> [What is required]: Return the material exactly. Every line must stay as it is.

Data in this exercise: Begin

Issue #1458, opened 2023-12-19
[Bug] option "add-mod-to-lib" is named "no-add-mod-to-lib" in the docs


patmuk:
### Describe the bug

The documentation [states](https://cjycode.com/flutter_rust_bridge/guides/custom/codegen) the option name wrongly as `no-add-mod-to-lib` while it is `add-mod-to-lib`.

Additionally maybe wrong configuration options should be rejected - or at least a warning should be outputted.

### Codegen logs with `RUST_LOG=debug` environment variable

```shell
not relevant
```

### Version of `flutter_rust_bridge_codegen`

v2.0.0-dev.2

fzyzcjy:
> The documentation [states](https://cjycode.com/flutter_rust_bridge/guides/custom/codegen) the option name wrongly as no-add-mod-to-lib while it is add-mod-to-lib.

This is a bug in doc: Indeed, when using yaml, **all** things are positive; while using command line arguments, sometimes it is negative (`no-sth`).

I will auto generate a default config file and append it to doc when having time. 

> Additionally maybe wrong configuration options should be rejected - or at least a warning should be outputted.

Totally agree! I will also do that.

fzyzcjy:
Done on master branch as well :) Feel free to open issues if needed!

Issue #1464, opened 2023-12-21
Fix iOS CI which once in a while fails (flaky), while it works well locally


fzyzcjy:

fzyzcjy:
Lower priority, will work on it later

PR #1509, opened 2023-12-27
fixes #1508 and partially #1458 by adding configuration to fail when a field is wrong

### LINKED ISSUE #1508: Fail if the config file has a wrong key entry
As mentioned in #1458 flutter_rust_bridge_codegen should fail, if a key is misspelled.

Currently it continues silently, taking the default value. For example, if instead "no_add_mod_to_lib: true" one enters "no_mod_to_lib: true" the command silently uses the default value instead of the specified one.

Fail in the described case, so the error is noticed and fixed.

None. Ignoring wrong fields is the default of serde, so that structural changes in the Type still work with old configuration files. In this case, however, it should be explicit which settings are used instead of silently overwriting them. Breaking outdated configuration files is good, as otherwise the behavior using a different default value, would occur.

**Additional context**

patmuk:
## Changes

Fixes #the-issue-number: #1508 and partially #1458 
(#1458 needs a correction in the documentation, which I leave up to @fzyzcjy)

## Checklist

## Remark for PR creator

### DIFF
--- a/frb_codegen/src/binary/commands_parser.rs
+++ b/frb_codegen/src/binary/commands_parser.rs
@@ -133,8 +133,6 @@ mod tests {
     fn test_compute_codegen_config_mode_config_file_faulty_file() -> anyhow::Result<()> {
         configure_opinionated_test_logging();
         set_cwd_test_fixture("binary/commands_parser/flutter_rust_bridge_yaml")?;
-        // let result = std::panic::catch_unwind(|| {
-        // expecting serde to panic due to the faulty entry
         let result = run_command_line::<(), anyhow::Error>(vec![
             "",
             "generate",
--- a/frb_codegen/src/binary/commands_parser.rs
+++ b/frb_codegen/src/binary/commands_parser.rs
@@ -116,7 +116,12 @@ mod tests {
         configure_opinionated_test_logging();
         set_cwd_test_fixture("binary/commands_parser/config_file")?;
 
-        let config = run_command_line::<Config, anyhow::Error>(vec!["", "generate", "--config-file", "hello.yaml"])?;
+        let config = run_command_line::<Config, anyhow::Error>(vec![
+            "",
+            "generate",
+            "--config-file",
+            "hello.yaml",
+        ])?;
         assert_eq!(config.rust_input, "hello.rs".to_string());
         assert!(!config.dart3.unwrap());
 
@@ -163,14 +168,8 @@ mod tests {
         ];
         let config = run_command_line::<(), anyhow::Error>(common_args.clone())
             .expect("failed to parse cli args");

Data in this exercise: End

> [Answer to the exercise]:
Issue #1458, opened 2023-12-19
[Bug] option "add-mod-to-lib" is named "no-add-mod-to-lib" in the docs


patmuk:
### Describe the bug

The documentation [states](https://cjycode.com/flutter_rust_bridge/guides/custom/codegen) the option name wrongly as `no-add-mod-to-lib` while it is `add-mod-to-lib`.

Additionally maybe wrong configuration options should be rejected - or at least a warning should be outputted.

### Codegen logs with `RUST_LOG=debug` environment variable

```shell
not relevant
```

### Version of `flutter_rust_bridge_codegen`

v2.0.0-dev.2

fzyzcjy:
> The documentation [states](https://cjycode.com/flutter_rust_bridge/guides/custom/codegen) the option name wrongly as no-add-mod-to-lib while it is add-mod-to-lib.

This is a bug in doc: Indeed, when using yaml, **all** things are positive; while using command line arguments, sometimes it is negative (`no-sth`).

I will auto generate a default config file and append it to doc when having time. 

> Additionally maybe wrong configuration options should be rejected - or at least a warning should be outputted.

Totally agree! I will also do that.

fzyzcjy:
Done on master branch as well :) Feel free to open issues if needed!

Issue #1464, opened 2023-12-21
Fix iOS CI which once in a while fails (flaky), while it works well locally


fzyzcjy:

fzyzcjy:
Lower priority, will work on it later

PR #1509, opened 2023-12-27
fixes #1508 and partially #1458 by adding configuration to fail when a field is wrong

### LINKED ISSUE #1508: Fail if the config file has a wrong key entry
As mentioned in #1458 flutter_rust_bridge_codegen should fail, if a key is misspelled.

Currently it continues silently, taking the default value. For example, if instead "no_add_mod_to_lib: true" one enters "no_mod_to_lib: true" the command silently uses the default value instead of the specified one.

Fail in the described case, so the error is noticed and fixed.

None. Ignoring wrong fields is the default of serde, so that structural changes in the Type still work with old configuration files. In this case, however, it should be explicit which settings are used instead of silently overwriting them. Breaking outdated configuration files is good, as otherwise the behavior using a different default value, would occur.

**Additional context**

patmuk:
## Changes

Fixes #the-issue-number: #1508 and partially #1458 
(#1458 needs a correction in the documentation, which I leave up to @fzyzcjy)

## Checklist

## Remark for PR creator

### DIFF
--- a/frb_codegen/src/binary/commands_parser.rs
+++ b/frb_codegen/src/binary/commands_parser.rs
@@ -133,8 +133,6 @@ mod tests {
     fn test_compute_codegen_config_mode_config_file_faulty_file() -> anyhow::Result<()> {
         configure_opinionated_test_logging();
         set_cwd_test_fixture("binary/commands_parser/flutter_rust_bridge_yaml")?;
-        // let result = std::panic::catch_unwind(|| {
-        // expecting serde to panic due to the faulty entry
         let result = run_command_line::<(), anyhow::Error>(vec![
             "",
             "generate",
--- a/frb_codegen/src/binary/commands_parser.rs
+++ b/frb_codegen/src/binary/commands_parser.rs
@@ -116,7 +116,12 @@ mod tests {
         configure_opinionated_test_logging();
         set_cwd_test_fixture("binary/commands_parser/config_file")?;
 
-        let config = run_command_line::<Config, anyhow::Error>(vec!["", "generate", "--config-file", "hello.yaml"])?;
+        let config = run_command_line::<Config, anyhow::Error>(vec![
+            "",
+            "generate",
+            "--config-file",
+            "hello.yaml",
+        ])?;
         assert_eq!(config.rust_input, "hello.rs".to_string());
         assert!(!config.dart3.unwrap());
 
@@ -163,14 +168,8 @@ mod tests {
         ];
         let config = run_command_line::<(), anyhow::Error>(common_args.clone())
             .expect("failed to parse cli args");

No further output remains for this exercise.